By default, this will extract the physical quantities from the last iteration, but it is also possible to extract quantities from previous iterations, e.g.:

grid = m.get_quantities(iteration=1)

The value of iteration should be zero-based, so 1 indicates the second iteration.

The grid variable now contains both the geometrical information about the grid, and the quantities output in the iteration specified. How this information is accessed depends on the grid type, as described below.

Regular 3-d grids

For regular 3-d grids, the position of the center of the cells can be accessed with the x, y, and z attributes for cartesian grids, the w, z, and p attributes for cylindrical polar grids, and the r, t, and p attributes for spherical polar grids. These are 1-d arrays, but it is also possible to retrieve 3-d versions of these arrays by adding g in front, e.g. gx, gy, and gz. It is also possible to retrieve the original wall positions by adding the _wall suffix to the 1-d array names, e.g. x_wall, y_wall, and z_wall.

The physical quantities are stored in a dictionary called quantities, where each element in the dictionary is a quantity, and each quantity is stored as a list with as many elements as dust types. Each element is a 3-d Numpy array. Therefore, you can access for example the specific_energy values for the first dust type with:

values = g.quantities['specific_energy'][0]

However, it is also possible to access this with a more convenient notation:

values = g['specific_energy'][0].array

Although the temperature values are not ever directly present in the output file, if the specific energy values are present, get_quantities will automatically calculate and make available the temperature quantity which can be accessed as above with:

values = g['temperature'][0].array

In Visualizing physical quantities for regular 3-d grids, we show how to visualize this information.

AMR grids

When extracting an AMR grid using get_quantities(), an AMRGrid object is returned. This object contains an attribute named levels that is a list of Level objects. Each Level object contains a grids attribute that is a list of Grid objects, which in turn have attributes xmin, xmax, ymin, ymax, zmin, zmax, nx, ny, and nz which give the boundaries and number of cells in each direction in the grid (this format is described in more detail in AMR Grids).

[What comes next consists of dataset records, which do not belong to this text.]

PR #999, opened 2019-08-22
Refactor Jenkins build to use mock vault file on OSX

lionel1704:
With AppVeyor now deprecated, we need to consider other options to run tests
against the mock vault file. For this purpose, on OS X the test suite can be
run withouth enabling SAFE_MOCK_IN_MEMORY_STORAGE

### DIFF
--- a/Makefile
+++ b/Makefile
@@ -220,8 +220,15 @@ ifeq ($(UNAME_S),Linux)
 else
 	./scripts/test-mock
 endif
-	mkdir artifacts
-	find target/release -maxdepth 1 -type f -exec cp '{}' artifacts \;
+	make copy-artifacts
+
+tests-mock-file: clean
+	rm -rf artifacts
+	cargo test --verbose --release --features=mock-network --manifest-path=safe_core/Cargo.toml
+	cargo test --verbose --release --features=mock-network --manifest-path=safe_authenticator/Cargo.toml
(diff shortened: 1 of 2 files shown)


Makefile
```diff
@@ -220,8 +220,15 @@ ifeq ($(UNAME_S),Linux)
 else
 	./scripts/test-mock
 endif
-	mkdir artifacts
-	find target/release -maxdepth 1 -type f -exec cp '{}' artifacts \;
+	make copy-artifacts
+
+tests-mock-file: clean
+	rm -rf artifacts
+	cargo test --verbose --release --features=mock-network --manifest-path=safe_core/Cargo.toml
```
m-cat: Can these `cargo test` instructions be moved to their own file in `scripts/`? It can be called something like `test-mock-file`. See `scripts/test-mock`.

Makefile
```diff
@@ -220,8 +220,15 @@ ifeq ($(UNAME_S),Linux)
 else
 	./scripts/test-mock
 endif
-	mkdir artifacts
-	find target/release -maxdepth 1 -type f -exec cp '{}' artifacts \;
+	make copy-artifacts
+
+tests-mock-file: clean
```
m-cat: Maybe worth adding a comment that we only run this target on OSX, which is why we don't need Linux-specific instructions like we have in `tests`?

PR #357, opened 2019-06-27
fix: minor change

dheeraja00:


weegrom:
@dheeraja00 why are you changing all the "icon" class names to "customIcon"? I've noticed you're adding "custom..." classes a lot of places and don't see a reason for it. Themr allows us to override the styling of any class within a component, and css-modules keeps things specific to said component... so I don't see the need for this change. I actually see it as confusing. I'd like to hear your reasoning behind making the changes, as it may be a good reason the I'm simply unaware of.

dheeraja00:
@weegrom I knew I will probably hear this from you, so let's take an example of Badge component, we can add different Icon component in Badge and one of them which is currently added is refreshing icon `<Icon source="refresh" componentColor="inkLighter" theme={theme} />` now if badge component's css has an .icon class which it has:
```
.iconWrapper {
  height: $icon-size;
  width: $icon-size;
  display: inline-block;
  vertical-align: top;
  margin: $icon-spacing $icon-spacing 0 ($icon-spacing - $horizontal-padding + rem(2px));
}
```
so if we just pass it as `.icon` then this create different issues specially that margin, actually you can simply rename `iconWrapper` to `icon` and you will see what I am trying to say

weegrom:
@dheeraja00 ha ha... woah... you went a little overboard in passing the theme prop within components. You're gonna run into the same problem again with what's been done... all I need to do is add an Icon in the emgage-frontend app and apply a theme where I use the .icon class, and all those Icon components within emgage-ui that you're not passing the theme prop to are going to take on that styling :O. This warranted a more thoughtful approach... passing the theme prop to the components used within the emgage-frontend app made good sense in many cases... however passing it to all child components within the engage-ui components went too deep.

PR #391, opened 2019-10-11
Feature/38327 button add props

webdevlapani:


dheeraja00:
@webdevlapani I can't understand the purpose of togglebuttongroup component, can't we use buttongroup component, because I think you are looking for the way to show those two buttons for the bit widgets

PR #403, opened 2020-01-09
fix: webpackv4 support

harsimranb:


harsimranb:
@dheeraja00 Please confirm you can compile and run this branch locally before I merge.

harsimranb:
@weegrom @dheeraja00  We need to get this tested and reviewed.

dheeraja00:
@harsimranb @weegrom this is looking ok, I was getting the error related to html-webpack-plugin, so once I updated its version & now it's working fine. I also tested most of the components which we are using and it seems to be working well. So I am going to merge this PR & than will test it in emgage-frontend

dheeraja00:
@harsimranb I think this should have been auto publish but it has not

harsimranb:
@dheeraja00 Yeah, weird - it didn't auto publish.  Can you manually publish it when you have a chance?  thanks

PR #433, opened 2020-04-14
fix: 44330, 44023: Popover Z-index, language icon overlap fix

Farhan-emgage:
Bug fixing for popover overlaping with header and laguage icon overlapping with sticky footer

### DIFF
--- a/src/components/ComboBox/ComboBox.scss
+++ b/src/components/ComboBox/ComboBox.scss
@@ -1,47 +1,43 @@
 $border-color: #eceeef;
 $backrgound-color: #F9FAFB;
-
 .comboboxContainer {
-  position: relative;
+    position: relative;
 }
 
 .accordionItemHeader {
-  display: flex;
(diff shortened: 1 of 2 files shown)


weegrom:
@Farhan-emgage you need to be making requested changes within one day of them being requested. This PR should not still be sitting open.

src/components/ComboBox/ComboBox.scss
```diff
@@ -1,47 +1,50 @@
 $border-color: #eceeef;
 $backrgound-color: #F9FAFB;
 
+$stacking-order: (
+  input: 20,
```
weegrom, line 5: @Farhan-emgage typically we don't map for variables that don't exist in the current context. For example, input, backdrop, and spinner are not used in the file. Only icon in used, so that's the only one you need to include. I'll approve this PR so the fix get rolled out this sprint, however please remove the unused map items at some point. Thanks

PR #444, opened 2020-04-30
Feature/multicheckboxfacets

ankitsaraogi:


example/src/App.tsx
```diff
@@ -137,6 +138,7 @@ interface State {
   treeAnchor?: any;
   ChoiceListSelected: any[];
   paginationCurrent: number;
+  multipleCheckboxFacetsOptions: anu[];
```
HirenTariwala, line 141: anu is any interface or it is by mistake of any ?

PR #475, opened 2020-06-11
44870 update react-router and redux

volodymyr-code:


ankitsaraogi:
@volodymyr-code : Can you please confirm if all the code that we removing isnt getting used anywhere.
Also please check pipeline

volodymyr-code:
> @volodymyr-code : Can you please confirm if all the code that we removing isnt getting used anywhere.
> Also please check pipeline

in my opinion, all works fine, confirm
pipeline depends on merging builder and ui PRs

volodymyr-code:
I can run build locally and leave output here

Since this is not easy to visualize, Hyperion includes an interface to the yt package for AMR grids. If you extracted the quantities with:

amr = m.get_quantities()

you can call the following method to output a StreamStaticOutput yt object that can be directly used for plotting in yt:

pf = amr.to_yt()

where pf is a yt StaticOutput object. See Visualizing physical quantities from adaptive grids with yt for more details and a plotting tutorial.

Octree grids

When extracting an Octree grid using get_quantities(), an OctreeGrid object is returned. The format of this object is described in detail in Octree Grids.

As for AMR grids, Hyperion includes an interface to the yt package for Octree grids. If you extracted the quantities with:

oct = m.get_quantities()

you can call the following method to output a StreamStaticOutput yt object that can be directly used for plotting in yt:

pf = oct.to_yt()

where pf is a yt StaticOutput object. See Visualizing physical quantities from adaptive grids with yt for more details and a plotting tutorial.